The influence of the distance between the anchoring site of the tethered [Ru(TAP)2dip]2+ complex (TAP=1,4,5,8-tetraazaphenanthrene; dip=4,7-diphenyl-1,10-phenanthroline) on a probe sequence and the guanines of the complementary target strand was studied by (1) the luminescence quenching of the complex (by electron transfer) and (2) the oligodeoxyribonucleotide adduct (ODN adduct) formation which results in photo-crosslinking of the two strands. Moving the guanine moieties away from the complex induces an important decrease of the efficiency of both processes, but clearly affects the ODN adduct formation more specifically than the quenching process. From these results, we determined the positions of the guanine bases in the duplex ODN that are able to form a photo-adduct with the tethered complex. We also examined the possible competition between a long-range hole migration in the duplex ODN and the formation of a photo-adduct by using a sequence labeled with the complex at the 5′-phosphate end. Such a hole migration appears to be inefficient as compared to the ODN adduct formation. Finally, we studied the influence of the photo-crosslinking on the function of two different DNA polymerases. A 17-mer Ru(II)-labeled ODN was hybridized to its complementary sequence located on the 5′-side of a 40-mer matrix. After illumination, the elongation of a 13-mer DNA primer hybridized to the 3′-extremity of the same matrix was stopped at a position corresponding to the formation of the ODN adduct.
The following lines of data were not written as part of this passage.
PR #6176, opened 2021-03-26
[ticket/16740] Add method for ensuring resource is not passed to cache

marc1706:
Checklist:

- [x] Tests pass

https://tracker.phpbb.com/browse/PHPBB3-16740

### DIFF
--- a/.github/workflows/tests.yml
+++ b/.github/workflows/tests.yml
@@ -123,8 +123,8 @@ jobs:
                       db: "mysql:8.0"
                     - php: '8.0'
                       db: "mysql:5.7"
-                    - php: '8.1'
-                      db: "mysql:5.7"
+                    #- php: '8.1'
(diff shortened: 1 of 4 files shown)


marc1706:
Small explanation for the changes: The query id can be of type string or resource. Previously this was implicitly casted to int and hence worked for retrieving the data from the cache. In PHP 8.x this will no longer work and results in debug output. In general, the connect resource was used as key for arrays which is not properly supported by PHP.

Other fixed issues include sql_close() being called twice on the same resource and sql_table_exists() throwing PHP debug notices due to failing queries that output debug messages. Unfortunately, the @ operator does not silence that in PHP 8.0 anymore and there does not seem to be an easy to prevent this for pgsql apart from making sure queries can't have errors.

CHItA (approved):

PR #6179, opened 2021-04-02
Change {L_MARK_READ} to {L_MARK}

eshagh79:
To solve the problem of translating the variable "mark read" in the user control panel => notifications list

### DIFF
--- a/phpBB/styles/prosilver/template/ucp_notifications.html
+++ b/phpBB/styles/prosilver/template/ucp_notifications.html
@@ -57,7 +57,7 @@
 					<li class="header">
 						<dl>
 							<dt><div class="list-inner">{L_NOTIFICATIONS}</div></dt>
-							<dd class="mark">{L_MARK_READ}</dd>
+							<dd class="mark">{L_MARK}</dd>
 						</dl>
 					</li>
 				</ul>


DavidIQ:
What problem with `MARK_READ` is this addressing? Also the template you removed when putting in your description has links that explain in detail what is required for a pull request. Not doing those things means the checks won't pass.

eshagh79:
This was my first pull request phpbb. 
I thought they were not needed.
About the problem: In Persian, the translation "mark read" is very loud And it does not fit in 80 pixels
If this variable changes to "mark", the problem will be solved like other parts

eshagh79:
I am using Google Translator . If I made a mistake in answering, please forgive me

DavidIQ:
Sorry, but that then causes a problem for other languages. In English "Mark" and "Mark read" are two very different actions.

eshagh79:
this problem in : 
Board index => User Control Panel => Overview => Manage notifications : List header => Checkbox label

eshagh79:
My explanation is very awful.
I think you did not understand correctly

DavidIQ:
I understood perfectly. The correct text is being produced. `MARK` and `MARK_READ` are not interchangeable so you can either do a direct translation or find a different translation.

PR #6187, opened 2021-04-09
[ticket/16005] Remove phpBB2 converter

rubencm:
PHPBB3-16005

Checklist:

- [x] Tests pass

https://tracker.phpbb.com/browse/PHPBB3-16005


phpBB/config/installer/routing/installer.yml
```diff
@@ -36,31 +36,6 @@ phpbb_installer_update_conflict_download:
     defaults:
         _controller: phpbb.installer.controller.file_downloader:conflict_archive
 
-phpbb_convert_intro:
```
paul999, line 39: Won't removing the whole framework break all other existing converters as well? Is that something we really want?

3D-I: They can convert to 3.3.x then upgrade to 4.0.x?
Btw the old convertors are really very old.

rubencm: Well, it can be added later again, anyway there is no other converters.
The code can be added later again if there is need

Crizz0: And what about the custom user made converters from board software "abc" to phpBB? Are they not depending on this framework?

paul999: > And what about the custom user made converters from board software "abc" to phpBB? Are they not depending on this framework?

Yes, they are, and that is where my comment is from. By removing all of this we are removing support for all existing converters, and while they might be old, this might not be something we really want.

3D-I: > 
> 
> They can convert to 3.3.x then upgrade to 4.0.x?
> Btw the old convertors are really very old.

3D-I: The converters as a new and more modern framework it was a part of some GSOC in the past but the result was equal to null. No need IMHO to have all of this code for nothing.

rubencm: I can remove only the phpbb2 converter if you want, but remove everything is less code to maintain

phpBB/install/convertors/index.htm
```diff
@@ -0,0 +1,10 @@
+<html>
+<head>
+<title></title>
+<meta http-equiv="Content-Type" content="text/html; charset=iso-8859-1">
+</head>
+
+<body bgcolor="#FFFFFF" text="#000000">
+
```
3D-I, line 8: Deprecated.
```suggestion
<body style="background-color: #ffffff; color: #000000;">

```

rubencm: Is a copy/paste of the index.htm in /ext

3D-I: Yeah, all of those .htm files are old and deprecated, including the file extension.

phpBB/config/installer/routing/installer.yml
marc1706: Probably better like this

rubencm:
For me I would remove the entire converter system, that there is only one converter and is going to be removed now

PR #6206, opened 2021-05-03
[ticket/13713] User Mentions

marc1706:
Reworked version of https://github.com/phpbb/phpbb/pull/5225

Behavior is the same in the previous PR. The biggest difference is that the [zurb tribute js library](https://github.com/zurb/tribute) is being used instead of the abandoned at.js.

Checklist:

- [x] Tests pass

https://tracker.phpbb.com/browse/PHPBB3-13713


phpBB/phpbb/textformatter/s9e/factory.php
```diff
@@ -126,6 +132,20 @@ class factory implements \phpbb\textformatter\cache_interface
 			</xsl:attribute>
 			<xsl:apply-templates/>
 		</a>',
+		'mention' => '<xsl:text>@</xsl:text>
+		<xsl:choose>
+			<xsl:when test="@profile_url">
+				<a class="mention">
```
JoshyPHP, line 138: Not that it makes a practical difference but you can set the `href` attribute directly on the element:
```xsl
<a class="mention" href="{@profile_url}">
```

phpBB/styles/prosilver/theme/colours.css
```diff
@@ -369,6 +369,41 @@ p.post-notice {
...
+}
+
+.mention-item:hover,
+.mention-item.cur {
+	background-color: #eeeeee;
+	color: #2d80d2;
+}
+
+.mention-item:hover .mention-media-avatar,
+.mention-item.cur .mention-media-avatar {
```
hanakin, line 399: please change all uses of .cur class to .is-active for consistency with standards

hanakin (changes requested):

phpBB/adm/style/admin.css
```diff
@@ -1670,6 +1670,112 @@ fieldset.submit-buttons legend {
...
+	overflow: auto; /* placed here for list to scroll with arrow key press */
+	max-height: 200px;
+	transition: all 0.2s ease;
+}
+
+.rtl .mention-container { /* mention-container */
+	text-align: right;
+}
+
+.mention-container ul { /* mention-list */
```
hanakin, line 1698: this needs to be its own class of mention-list rather than targeting an HTML selector to prevent proper inheritance. It should be failing styleint. This will probably require modifying the JS to add the class dynamically. something like `$('.mention-container').children('ul').toggleClass('mention-list')`

phpBB/adm/style/admin.css
```diff
@@ -1670,6 +1670,112 @@ fieldset.submit-buttons legend {
...
+	margin-right: 0;
+	margin-left: 16px;
+}
+
+.mention-media-avatar {
+	width: 40px;
+	height: 40px;
+}
+
+.mention-media-avatar img { /* TODO: reconsider for the future design with 1:1 ratio images */
```
hanakin, line 1724: we do not need this the avatar should be using the global avatar phpbb class which should already be doing this...

phpBB/adm/style/admin.css
```diff
@@ -1670,6 +1670,112 @@ fieldset.submit-buttons legend {
...
+	max-width: 100%;
+	max-height: 100%;
+}
+
+svg { /* TODO: remove it after general normalization */
```
hanakin, line 1729: this is not necessary here it should be at the top of the CSS file as its a global class suggest relocating it if its not there already

phpBB/styles/prosilver/theme/mentions.css
```diff
@@ -0,0 +1,92 @@
...
+	text-align: left;
+	border-radius: 2px;
+	position: absolute;
+	z-index: 999;
+	overflow: auto; /* placed here for list to scroll with arrow key press */
+	max-height: 200px;
+	transition: all 0.2s ease;
+}
+
+.mention-container ul { /* mention-list */
```
hanakin, line 26: again I think this should be mention-list class. may need to tweak the js for it though.

phpBB/styles/prosilver/theme/mentions.css
```diff
@@ -0,0 +1,92 @@
...
+	margin-right: 8px;
+	margin-left: 0;
+}
+
+.mention-media-avatar {
+	width: 40px;
+	height: 40px;
+}
+
+.mention-media-avatar img { /* TODO: reconsider for the future design with 1:1 ratio images */
```
hanakin, line 46: we do not need this the avatar should be using the global avatar phpbb class which should already be doing this...

phpBB/styles/prosilver/theme/mentions.css
```diff
@@ -0,0 +1,92 @@
...
+	max-width: 100%;
+	max-height: 100%;
+}
+
+svg { /* TODO: remove it after general normalization */
```
hanakin, line 51: this can be removed we should already have this in base.css I think. If not then it needs to go there...

hanakin (changes requested):

phpBB/adm/style/admin.css
marc1706: I don't think we have such a clear definition yet. There are only specific declarations for `.postprofile .avatar`

phpBB/adm/style/admin.css
marc1706: I don't currently see an option in zurb tribute to suppor this and I also don't see an option on how this could be overridden.

hanakin: It's not in zurb but you should be able to add the functionality via js like I mentioned above on call parse and add it essentially

phpBB/adm/style/admin.css
hanakin: What is the height even doing though?

marc1706: Ensuring the vatar is being displayed ;)

phpBB/adm/style/admin.css
marc1706: Done

phpBB/adm/style/admin.css
hanakin: yes prosilver is not using it yet but it can and should. We reworked all avatars to always have the class we just never reworked all the random css targeting them. The container should be setting the size for all of them which is why this is needed. otherwise, every avatar used everywhere would need specified HTML attributes for the height/width. I would suggest removing it here for adding `.avatar` in common.css after `.rowbg`

hanakin (changes requested):

hanakin:
@marc1706 looking at editor.js the only html in there is the svgs for default avatars (not sure why there are two?) which could just be included in the editor and hidden, then moved in and shown as needed. Also there is the span wrapped img avatars which could be handled the same way and update the content via the js. The rest of the html is contained in tribute.js which would be far more complex to circumvent but doable using the same method if you want to hate your life 😄 the complicated piece would be positioning it at the cursor...

phpBB/styles/prosilver/template/mentions_templates.html
```diff
@@ -0,0 +1 @@
+<template data-id="mentions-avatar-span"><span class="mention-media-avatar"><img class="avatar" src="" width="" height="" alt="" /></span></template>
```
3D-I, line 1: Looks odd if I can

Crizz0: `src=""` and `alt=""` are mandatory attributes. So they have to be there. But the closing `/` is only need in XHTML1.0 not in HTML 5 anymore.

hanakin: class names seem repetitive. I need to relook at the overall html structure and naming again... it was supposed to match https://codepen.io/hanakin/pen/NzwxWa?editors=1000 which would mean this should be changed to

`<template data-id="mention-media-span"><span class="mention-media"></span></template>`

seems like there is an extra wrapper in there for some reason...

no need for width and height thats what the max properties in the styles are for.

also should add the svgs in the same manner

hanakin (changes requested):

phpBB/styles/prosilver/template/mentions_templates.html
3D-I: Also the IMG tag is a void element.

3D-I: > 
> 
> `src=""` and `alt=""` are mandatory attributes. 

The `alt` attribute holds a text description of the image, which `isn't mandatory` but is incredibly useful for accessibility...

https://developer.mozilla.org/en-US/docs/Web/HTML/Element/Img

marc1706:
@hanakin HTML output should now align with the codepen

phpBB/styles/prosilver/theme/mentions.css
hanakin: given the changes to the html this should not require the img tag anymore

phpBB/styles/prosilver/theme/mentions.css
```diff
@@ -0,0 +1,88 @@
...
+.mention-media {
+	display: inline-flex;
+	flex-shrink: 0;
+	justify-content: center;
+	align-items: center;
+	margin-right: 8px;
+	margin-left: 0;
+}
+
+.mention-media-avatar {
```
hanakin, line 41: given the changes to the html I think this should be merged into the class above

phpBB/adm/style/admin.css
hanakin: given the changes to the html this should not require the img tag anymore

phpBB/adm/style/admin.css
```diff
@@ -1670,6 +1670,108 @@ fieldset.submit-buttons legend {
...
+	margin-right: 8px;
+	margin-left: 0;
+}
+
+.rtl .mention-media {
+	margin-right: 0;
+	margin-left: 16px;
+}
+
+.mention-media-avatar {
```
hanakin, line 1719: given the changes to the html this should be merged with the class above

hanakin (changes requested):

hanakin:
@marc1706 apart from the cleanup above looks good

marc1706:
And updated again.

hanakin (approved):
Looks good on my end

phpBB/language/en/ucp.php
```diff
@@ -332,6 +332,7 @@
 	'NOTIFICATION_TYPE_GROUP_REQUEST'					=> 'Someone requests to join a group you lead',
 	'NOTIFICATION_TYPE_FORUM'							=> 'Someone replies to a topic in a forum to which you are subscribed',
 	'NOTIFICATION_TYPE_IN_MODERATION_QUEUE'				=> 'A post or topic needs approval',
+	'NOTIFICATION_TYPE_MENTION'							=> 'Someone mentions you in a post',
```
CHItA, line 335: Shouldn't this be in past tense?

phpBB/phpbb/mention/controller/mention.php
```diff
@@ -0,0 +1,78 @@
...
+	 * @return JsonResponse|RedirectResponse
+	 */
+	public function handle()
+	{
+		if (!$this->request->is_ajax())
+		{
+			return new RedirectResponse(append_sid($this->phpbb_root_path . 'index.' . $this->php_ext));
+		}
+
+		$keyword = $this->request->variable('keyword', '', true);
```
CHItA, line 63: As far as I can tell we never check if the keyword is empty, it might make sense to require some amounts of characters before running queries.

CHItA (approved):

CHItA:
Other than the notes above, it looks good to me.

phpBB/language/en/ucp.php
marc1706: I think this is actually in line with the other descriptions:
image

phpBB/phpbb/mention/controller/mention.php
marc1706: This is actually by design, e.g. this would suggest friends directly when not having entered any input after the `@` yet.

neuropass:
Is it safe to assume there is a "enable/disable" option for this? included not loading all the JS and CSS related library when its disabled? Or this wasn't thought out at all?

DavidIQ:
> Is it safe to assume there is a "enable/disable" option for this? included not loading all the JS and CSS related library when its disabled? Or this wasn't thought out at all?

I think you could answer your own question by looking at the code. Otherwise you can wait until this is released as part of the next version.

Mesoscale DNA Structural Changes on Binding and Photoreaction with Ru[(TAP)2PHEHAT]2+

We used scanning force microscopy (SFM) to study the binding and excited state reactions of the intercalating photoreagent Ru[(TAP)(2)PHEHAT](2+) (TAP = 1,4,5,8-tetraazaphenanthrene; PHEHAT = 1,10-phenanthrolino[5,6-b]1,4,5,8,9,12-hexaazatriphenylene) with DNA. In the ground state, this ruthenium complex combines a strong intercalative binding mode via the PHEHAT ligand, with TAP-mediated hydrogen bonding capabilities. After visible irradiation, SFM imaging of the photoproducts revealed both the structural implications of photocleavages and photoadduct formation. It is found that the rate of photocleaving is strongly increased when the complex can interact with DNA via hydrogen bonding. We demonstrated that the photoadduct increases DNA rigidity, and that the photo-biadduct can crosslink two separate DNA segments in supercoiled DNA. These mechanical and topological effects might have important implications in future therapeutic applications of this type of compounds.